**TASK ITEM:** The entries below hold a line with "self.checkpoint_first_poll = True" and a line with "def snapshot(self) ->". Return those lines and all that lie between them, exactly and only.

**THE RECORDS:**
____

PR #343, opened 2026-05-28
attribution_in_progress_end

helisha91:


src/nvidia_resiliency_ext/attribution/orchestration/config.py
```diff
@@ -25,8 +25,8 @@
 # LLM defaults — override with NVRX_LLM_MODEL / NVRX_LLM_BASE_URL env vars.
 # Default endpoint is build.nvidia.com (publicly accessible).
 # Internal NVIDIA users can override to inference.nvidia.com via NVRX_LLM_BASE_URL.
-DEFAULT_LLM_MODEL = os.environ.get("NVRX_LLM_MODEL", "nvidia/nemotron-3-super-120b-a12b")
-DEFAULT_LLM_BASE_URL = os.environ.get("NVRX_LLM_BASE_URL", "https://integrate.api.nvidia.com/v1")
+DEFAULT_LLM_MODEL = os.environ.get("NVRX_LLM_MODEL", "nvidia/nvidia/nemotron-3-super-v3")
```
hexinw-nvidia: Duplicated `nvidia/` prefix in the default model — `"nvidia/nvidia/nemotron-3-super-v3"`. Should be `"nvidia/nemotron-3-super-v3"`.

src/nvidia_resiliency_ext/attribution/orchestration/config.py
```diff
@@ -25,8 +25,8 @@
...
+DEFAULT_LLM_BASE_URL = os.environ.get("NVRX_LLM_BASE_URL", "https://inference-api.nvidia.com/v1")
```
hexinw-nvidia: This switches the default base URL from the public `integrate.api.nvidia.com` to the internal `inference-api.nvidia.com`, which contradicts the comment just above ("Default endpoint is build.nvidia.com (publicly accessible)... Internal users override via NVRX_LLM_BASE_URL"). This breaks the default for external users and looks like accidentally-committed internal test config. Revert unless intentional + update the comment.

src/nvidia_resiliency_ext/attribution/log_analyzer/nvrx_logsage.py
```diff
@@ -369,8 +535,18 @@ def __init__(self, args: Union[argparse.Namespace, Mapping[str, Any]]):
...
+        self.job_inline_data_dict = {}
+        self.attribution_dict = {}
         self.exclude_nvrx_logs = bool(self._init_config.get("exclude_nvrx_logs", False))
         self.is_per_cycle = bool(self._init_config.get("is_per_cycle", False))
+        self.repeated_amount = (int(self._init_config.get("repeated_amount", 3)),)
+        self.stop_accumulating_count = (int(self._init_config.get("stop_accumulating_count", 3)),)
+        self.logs_minutes_before_job_end = (
+            int(self._init_config.get("logs_minutes_before_job_end", 20)),
+        )
+        self.chunks_per_time = (int(self._init_config.get("chunks_per_time", 5)),)
```
hexinw-nvidia: **Blocking:** trailing commas wrap each scalar in a 1-tuple — `self.repeated_amount` is `(3,)`, not `3`, etc. Every downstream use breaks at runtime:
- `time.sleep(self.chunks_per_time * 60)` → sleeps on a 300-element tuple → `TypeError`
- `empty_logs_stop -= 1` → `TypeError`
- `self.logs_minutes_before_job_end / self.chunks_per_time` → `TypeError`
- `self.cycle_counter_dict[...] == self.repeated_amount - 1` → `TypeError`

Drop the trailing commas.

src/nvidia_resiliency_ext/attribution/log_analyzer/nvrx_logsage.py
```diff
@@ -401,6 +577,141 @@ async def analyze_logs(self) -> list[ApplicationData]:
...
+            if chunk_data.application_errors_list_full:
+                (
+                    application_log,
+                    attribution_raw_chunk,
+                    attribution_dict_chunk,
+                    hw_category_chunk,
+                ) = get_attribution(llm, app_data, True)
+                attribution_list.append(attribution_raw_chunk)
+
+            self.job_inline_data_dict[path].append(
```
hexinw-nvidia: **Blocking:** `job_inline_data_dict` is initialized as `{}` and `[path]` is never seeded to a list, so this `.append()` raises `KeyError` on the first poll. Add `self.job_inline_data_dict.setdefault(path, [])` before appending.

src/nvidia_resiliency_ext/attribution/log_analyzer/nvrx_logsage.py
```diff
@@ -401,6 +577,141 @@ async def analyze_logs(self) -> list[ApplicationData]:
...
+                    attribution_dict_chunk,
+                    hw_category_chunk,
+                )
+            )
+            logger.info(
+                f"[ckpt] analyze_logs_rt_start poll #"
+                f"{len(self.job_inline_data_dict[path])}: "
+                f"chunk_data.checkpoint_saved="
+                f"{getattr(chunk_data, 'checkpoint_saved', False)}",
+                flush=True,
```
hexinw-nvidia: **Blocking:** `logging.Logger.info` does not accept a `flush` kwarg — this raises `TypeError: _log() got an unexpected keyword argument 'flush'`. Looks like a `print(flush=True)` → `logger.info` conversion. Remove `flush=True` here and at the other occurrences (lines 711, 919, 1013, 1022, 1043).

src/nvidia_resiliency_ext/attribution/log_analyzer/nvrx_logsage.py
```diff
@@ -401,6 +577,141 @@ async def analyze_logs(self) -> list[ApplicationData]:
...
+            )
+
+            time.sleep(self.chunks_per_time * 60)
```
hexinw-nvidia: Blocking `time.sleep()` inside an `async def` blocks the event loop for the whole poll interval. Use `await asyncio.sleep(...)`.

src/nvidia_resiliency_ext/attribution/log_analyzer/nvrx_logsage.py
```diff
@@ -401,6 +577,141 @@ async def analyze_logs(self) -> list[ApplicationData]:
...
+
+        return None
```
hexinw-nvidia: Return-type mismatch: `analyze_logs_rt_start` is annotated `-> list[ApplicationData]` but returns `None`. `ProgressiveLogAnalysisStartTool.run` then propagates this `None` while its unsupported branch returns a payload dict — downstream consumers expecting a payload may break on `None`.

src/nvidia_resiliency_ext/attribution/log_analyzer/nvrx_logsage.py
```diff
@@ -553,6 +889,177 @@ async def llm_analyze(self, output_list: list[ApplicationData]) -> list[LogSageC
...
+            logger.info(
+                "[ckpt] _streaming_attribution: checkpoint_saved bypass FIRED "
+                "→ is_attribution_current_last forced to False; "
+                "repeated-issue STOP override will be skipped",
+                flush=True,
+            )
+
+        if (
+            is_attribution_current_last
+            and self.cycle_counter_dict[cycle_counter_key] == self.repeated_amount - 1
```
hexinw-nvidia: Two issues here: (1) `self.repeated_amount` is a 1-tuple due to the trailing-comma bug, so `self.repeated_amount - 1` raises `TypeError`. (2) `cycle_counter_dict[cycle_counter_key]` is only seeded when `cycle_counter == 0`; if a process first sees `cycle_counter > 0`, this access (and the `+= 1` below) raises `KeyError`. Use `.get(key, 0)` / `setdefault`.

hexinw-nvidia (commented):
Automated review of the progressive/streaming attribution path. Flagged 5 blocking runtime bugs (tuple-wrapped scalars, `flush=` on `logger.info`, uninitialized dict list, model typo, internal default base URL) plus a few correctness/test concerns inline. Paths #1-#3 would crash on first invocation, which suggests the new code was not exercised end-to-end; the added `run_*` files are manual drivers, not pytest-collected tests.

src/nvidia_resiliency_ext/attribution/orchestration/config.py
helisha91: @hexinw-nvidia 
I'm not familiar with public url. let me check it

src/nvidia_resiliency_ext/attribution/log_analyzer/nvrx_logsage.py
helisha91: @hexinw-nvidia 
Screenshot 2026-05-31 at 14 51 16

src/nvidia_resiliency_ext/attribution/log_analyzer/nvrx_logsage.py
helisha91: @hexinw-nvidia 
image

src/nvidia_resiliency_ext/attribution/log_analyzer/nvrx_logsage.py
helisha91: @hexinw-nvidia 
removed
image

src/nvidia_resiliency_ext/attribution/log_analyzer/nvrx_logsage.py
helisha91: @hexinw-nvidia 
image

src/nvidia_resiliency_ext/attribution/log_analyzer/nvrx_logsage.py
helisha91: @hexinw-nvidia 
image

src/nvidia_resiliency_ext/attribution/log_analyzer/nvrx_logsage.py
helisha91: @hexinw-nvidia 
image

src/nvidia_resiliency_ext/attribution/orchestration/config.py
namitdhameja, line 1: None of the changes in the file are needed, the internal endpoints are set via config. The external endpoint is the default.

src/nvidia_resiliency_ext/attribution/log_analyzer/nvrx_logsage.py
namitdhameja, line 1: class LogSageRunner:
    """Runs LogSage once per path (lib or MCP), returning the MCP-shaped ``log_result`` dict."""

    def __init__(self, config: LogSageExecutionConfig):
        self.config = config
        self._lib_log_analyzer: Any = None
        # Set on first failed NVRxLogAnalyzer() so we do not retry init every request.
        self._lib_log_analyzer_init_error: Optional[BaseException] = None
        self._log_analysis_lock = asyncio.Lock()

>> YThe concern is that Logsage is already taking a lock here and then doing a wait in progressive read, this will block any further notification I think till that routinue finished.

namitdhameja (changes requested):

src/nvidia_resiliency_ext/attribution/orchestration/config.py
helisha91: Ok. I reverted the changes

src/nvidia_resiliency_ext/attribution/log_analyzer/nvrx_logsage.py
helisha91: I will check it!

src/nvidia_resiliency_ext/attribution/orchestration/config.py
helisha91: @hexinw-nvidia 
reverted the changes

src/nvidia_resiliency_ext/attribution/log_analyzer/nvrx_logsage.py
namitdhameja, line 1: The progressive history cache looks heavier than needed. job_inline_data_dict[path] grows by appending one tuple per poll, and those tuples retain raw lines, ApplicationData, and intermediate attribution objects. At final attribution time, we only seem to need the latest file offset, a bounded recent log window, and an accumulated checkpoint_saved flag.

Could we replace the append-only list with a single per-path progressive state object that reconciles each poll into that state, e.g. latest offset + rolling recent chunks + checkpoint_seen? Then after final attribution consumes it, we can drop that per-path state entirely. That would avoid unbounded memory growth across long-running services/jobs while preserving the behavior needed for final attribution.

namitdhameja: Note that a lock is needed, but probably not at logsage MCP level. analyze_logs_rt_start() appends while final analyze_logs() reads from the same dict. If start is still polling when final attribution begins, state can interleave.
Other option is progressive polling is moved to a background task, we could introduce a narrower per-path lock around the progressive state. The broad LogSageRunner lock should not be held while the poller sleeps, but the poller and final attribution still need synchronization so final attribution does not consume state while a poll is mutating it. A per-path state object with a lock, latest offset, bounded recent chunks, checkpoint_seen flag, and task/cancel state would make that lifecycle explicit. Final attribution can take the per-path lock, snapshot/reconcile the state, cancel or mark the poller closed, then remove the state after use.

@namitdhameja 
I added lock on these functions:
    def reconcile(self, file_offset: int, new_lines: list[str], checkpoint_saved: bool) -> None:
        """Fold one poll into the bounded state. Call under :meth:`lock`.

        Only *non-empty* polls enter ``recent_chunks``: empty reads (the writer
        has gone idle, but the start phase keeps polling until its deadline) must
        not evict real content from the bounded window — otherwise the last
        log chunk (which carries the terminal error) can scroll out before final
        attribution reads it. ``latest_offset`` / ``poll_count`` still advance on
        every poll.
        """
        if checkpoint_saved:
            if self.poll_count == 0:
                self.checkpoint_first_poll = True
            self.checkpoint_seen = True
        self.latest_offset = file_offset
        if new_lines:
            self.recent_chunks.append(list(new_lines))
        self.poll_count += 1

    def snapshot(self) -> "tuple[int, list[str], bool]":
        """Return ``(latest_offset, recent_lines, checkpoint_seen)`` atomically.

        Flattens the rolling window into a single list. Call under :meth:`lock`
        so a concurrent :meth:`reconcile` cannot observe a partial read.
        """
        lines: list[str] = []
        for chunk in self.recent_chunks:
            lines.extend(chunk)
        return self.latest_offset, lines, self.checkpoint_seen

    def request_close(self) -> None:
        """Signal the poller to stop; cancel its task if one is registered.

        Call under :meth:`lock` so the poller cannot reconcile after close.
        """
        self.closed = True
        task = self.poller_task
        if task is not None and not task.done():
            task.cancel()

namitdhameja (changes requested):

src/nvidia_resiliency_ext/attribution/log_analyzer/nvrx_logsage.py
helisha91: @namitdhameja 
You are right.
I fixed it in the last commit :)

hexinw-nvidia (approved):

namitdhameja (approved):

____

**SOLUTION FOR THIS TASK:**
                self.checkpoint_first_poll = True
            self.checkpoint_seen = True
        self.latest_offset = file_offset
        if new_lines:
            self.recent_chunks.append(list(new_lines))
        self.poll_count += 1

    def snapshot(self) -> "tuple[int, list[str], bool]":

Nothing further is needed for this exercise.